Action item:
Across the records that follow, count each line holding "ArrayWriter", and write only the total.

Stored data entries
________________________________________
Issue #185, opened 2020-05-17
Non-Relative Paths given to `include_bytes!`


valarauca:
I'm working with a `build.rs` that is roughly:

```rust
let rules_id = CTParserBuilder::new()
    .yacckind(YaccKind::Grmtools)
    .recoverer(RecoveryKind::None)
    .error_on_conflicts(true)
    .process_file(
        "src/internals/parser/generated/parser.y",
        "src/internals/parser/generated/parser.rs")?;
```

Now the `build.rs` works. My parser gets generated. But as the project get's compiled I see:

```
error: couldn't read src/internals/parser/generated/src/internals/parser/generated/parser.grm: No such file or directory (os error 2)
error: couldn't read src/internals/parser/generated/src/internals/parser/generated/parser.sgraph: No such file or directory (os error 2)
error: couldn't read src/internals/parser/generated/src/internals/parser/generated/parser.stable: No such file or directory (os error 2)
```

Within my generated `parser.rs` I see:

```
::lrpar::ctbuilder::_reconstitute( include_bytes!("src/internals/parser/generated/parser.grm"),
include_bytes!("src/internals/parser/generated/parser.sgraph"),
include_bytes!("src/internals/parser/generated/parser.stable"));
```

The problem is [`include_bytes!`](https://doc.rust-lang.org/std/macro.include_bytes.html) specifies

> The file is located relative to the current file

ltratt:
Fixed by https://github.com/softdevteam/grmtools/pull/186.

valarauca:
You might want to increment the version number. Cargo is still fetching the broken version.

ltratt:
0.8.0 is now released!

PR #186, opened 2020-05-17
attempt to fix relative pathing error

valarauca:
I threw this together in an attempt to address: https://github.com/softdevteam/grmtools/issues/185

I'm not sure if you want to fix it in house, or use an external crate.

### DIFF
--- a/lrpar/src/lib/ctbuilder.rs
+++ b/lrpar/src/lib/ctbuilder.rs
@@ -6,10 +6,10 @@ use std::{
     convert::AsRef,
     env::{current_dir, var},
     error::Error,
-    fmt::{self, Debug},
+    fmt::{self, Debug, Write as fmtWrite},
     fs::{self, create_dir_all, read_to_string, File},
     hash::Hash,
-    io::Write,
+    io::{self, Write},
     marker::PhantomData,
     path::{Path, PathBuf}
 };
@@ -24,7 +24,7 @@ use lazy_static::lazy_static;
 use lrtable::{from_yacc, statetable::Conflicts, Minimiser, StateGraph, StateTable};
 use num_traits::{AsPrimitive, PrimInt, Unsigned};
 use regex::Regex;
-use serde::{Deserialize, Serialize};
+use serde::{de::DeserializeOwned, Serialize};
 
 use crate::RecoveryKind;
 
@@ -34,10 +34,11 @@ const ACTIONS_KIND: &str = "__GTActionsKind";
 const ACTIONS_KIND_PREFIX: &str = "AK";
 const ACTIONS_KIND_HIDDEN: &str = "__GTActionsKindHidden";
 
-const GRM_FILE_EXT: &str = "grm";
 const RUST_FILE_EXT: &str = "rs";
-const SGRAPH_FILE_EXT: &str = "sgraph";
-const STABLE_FILE_EXT: &str = "stable";
+
+const GRM_CONST_NAME: &str = "__GRM_DATA";
+const SGRAPH_CONST_NAME: &str = "__SGRAPH_DATA";
+const STABLE_CONST_NAME: &str = "__STABLE_DATA";
 
 lazy_static! {
     static ref RE_DOL_NUM: Regex = Regex::new(r"\$([0-9]+)").unwrap();
@@ -293,11 +294,6 @@ where
             .collect::<HashMap<_, _>>();
         let cache = self.rebuild_cache(&grm);
 
-        // out_base is the base filename for the output (e.g. /path/to/target/out/grm_y) to which
-        // we will write filenames with various extensions below.
-        let mut outp_base = outp.as_ref().to_path_buf();
-        outp_base.set_extension("");
-
         // We don't need to go through the full rigmarole of generating an output file if all of
         // the following are true: the output file exists; it is newer than the input file; and the
         // cache hasn't changed. The last of these might be surprising, but it's vital: we don't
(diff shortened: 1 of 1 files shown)


ltratt:
I agree that #185 is a problem that needs fixing, so thanks for looking into this! I don't know whether we should fix this in-house or use a crate. A quick look suggested that something like https://docs.rs/include_dir/0.6.0/include_dir/ might solve things for us? Then my question would probably be whether we think our solution is stable going forward (at which point not dragging in another dependency is probably a good thing) or whether we want to allow some other poor soul to keep things working in the future (at which point a dependency is probably worth the cost). Any thoughts?

valarauca:
> Any thoughts?

The whole situation could also be avoided by just serializing into a `const NAME: &'static [u8]` instead of other files.

Generated sources almost always lead to "_ugly diffs_" in git. I doubt this would surprise/annoy down stream users. As an example [`grpc`/`protobuf`](https://github.com/grpc/grpc-go/blob/master/examples/route_guide/routeguide/route_guide.pb.go#L315) include the base source used to generate the file, so it can communicate metadata.

ltratt:
> The whole situation could also be avoided by just serializing into a const NAME: &'static [u8] instead of other files.

I'm not sure I understand -- can you expand a little?

ltratt:
> The whole situation could also be avoided by just serializing into a const NAME: &'static [u8] instead of other files.

Oh, I have just realised what you mean!

Are there any downsides to doing this? If not, maybe that's the most stable long-term fix? I guess we would need to check that it doesn't tank compile times though.

ltratt:
[The particular mechanism we use is intentionally hidden from the user as the idea "one day" (in the mystical perfect future) is that we generate much better code for the statetable. So provided none of our changes leak out to the user, I don't have a strong opinion on how we do things -- `include_bytes` was just the first thing that came to my mind when I implemented this way back when.]

valarauca:
Instead of serializing the data to disk, as a file, and loading that file via `include_bytes!()`.

The data could just be serialized to a Rust-Array within the generated source code directly.

ltratt:
> The data could just be serialized to a Rust-Array within the generated source code directly.

Yes, I was slow to realise what you meant.

If this doesn't tank compile times, I think it might be the neatest solution? It's certainly the least code to maintain.

ltratt:
Hello @valarauca, I realise my last message probably wasn't very clear. Basically I'm open-minded about which solution you think is best (the one you've initially done in the PR or the "embed everything in the string"), and would welcome your opinion about which you think is the best long-term fix. Any thoughts?

valarauca:
I think the best long term solution would be the constant.

ltratt:
Would you like to do that for this PR, or shall we merge this then do the constant?

valarauca:
I'll take a crack at this afternoon.

valarauca:
2 new commits.

`inline_constants` is the bulk of the work. It does indeed convert the values into inline constants.

The second commit modifies the formatting. I was originally using hexadecimal for the generated byte arrays, but decimal seems to save a fair amount of space.

On a local project, with a fairly trivial grammar. Pre-Patch the generated file was `19KiB`, Post-Patch it is `30KiB`. Using Hexadecimal the generated file size was `40KiB`, that is why I patched in decimal support. 

---

I haven't seen a change in compile times.

lrpar/src/lib/ctbuilder.rs
```diff
@@ -492,22 +492,13 @@ where
...
         };
 
-        // Because we're lazy, we don't write our own serializer. We use serde and bincode to
-        // create files $out_base.grm, $out_base.sgraph, and $out_base.out_stable which contain
-        // binary versions of the relevant structs, and then include those binary files into the
-        // Rust binary using "include_bytes" (see below).
-        let out_grm = self.bin_output(&outp_base, GRM_FILE_EXT, &grm)?;
-        let out_sgraph = self.bin_output(&outp_base, SGRAPH_FILE_EXT, &sgraph)?;
-        let out_stable = self.bin_output(&outp_base, STABLE_FILE_EXT, &stable)?;
+        // bincode constants are deserialized within
```
ltratt, line 495: This comment seems a bit unfinished?

lrpar/src/lib/ctbuilder.rs
```diff
@@ -892,57 +869,57 @@ pub fn _reconstitute<'a, StorageT: Deserialize<'a> + Hash + PrimInt + Unsigned>(
...
+        Self {
+            buffer: format!(r#"#[allow(dead_code)] const {}: &[u8] = &["#, name),
         }
-        Option::None => {
-            // nothing in the paths is shared.
-            PathBuf::from(other)
+    }
+
+    /// complete the array, and return the finished string
+    fn finish(self) -> String {
```
ltratt, line 897: I *think* (but I might be wrong) we could mildly simplify this to:

```rust
fn finish (mut self) {
    buffer.push_str(...);
    buffer
}
```

?

lrpar/src/lib/ctbuilder.rs
```diff
@@ -892,57 +869,57 @@ pub fn _reconstitute<'a, StorageT: Deserialize<'a> + Hash + PrimInt + Unsigned>(
...
+        let mut buffer = self.buffer;
+        buffer.push_str("];\n");
+        buffer
+    }
+}
+impl Write for ArrayWriter {
+    #[allow(dead_code)]
+    fn write(&mut self, buf: &[u8]) -> io::Result<usize> {
+        use std::fmt::Write;
```
ltratt, line 906: This should probably go with the other `use`s at the top of the file?

lrpar/src/lib/ctbuilder.rs
```diff
@@ -906,7 +906,7 @@ impl Write for ArrayWriter {
         use std::fmt::Write;
         for b in buf {
             // specifying hexidecimal format.
```
ltratt, line 908: I think we can remove this comment?

valarauca:
Good feedback. I'll get them addressed ASAP.

lrpar/src/lib/ctbuilder.rs
valarauca: I think we'll still need the `self.` prefix. But I understand what you're saying.

ltratt: Mea culpa! Yes, that was silly of me.

lrpar/src/lib/ctbuilder.rs
valarauca: I can just remove it.

ltratt: Works for me.

lrpar/src/lib/ctbuilder.rs
valarauca: I don't think so. We already have `std::io::Write` within the namespace, so bringing in `std::fmt::Write` generates a collision.

ltratt: That's a good point -- I hadn't encountered that particular clash before. I *think* you can use `as` to rename the two things out of the way of each other. Whether that's worth doing or not is another thing.

valarauca: Hmm the `as` alias would work.

valarauca: Updated the PR to use it.

ltratt:
This looks good to me! Can you `cargo fmt` (alas, using nightly `rustfmt` :/ )? Then you can squash the commits down as you see fit, and we can merge.

ltratt:
Thanks!

bors r+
________________________________________
Answer area:
2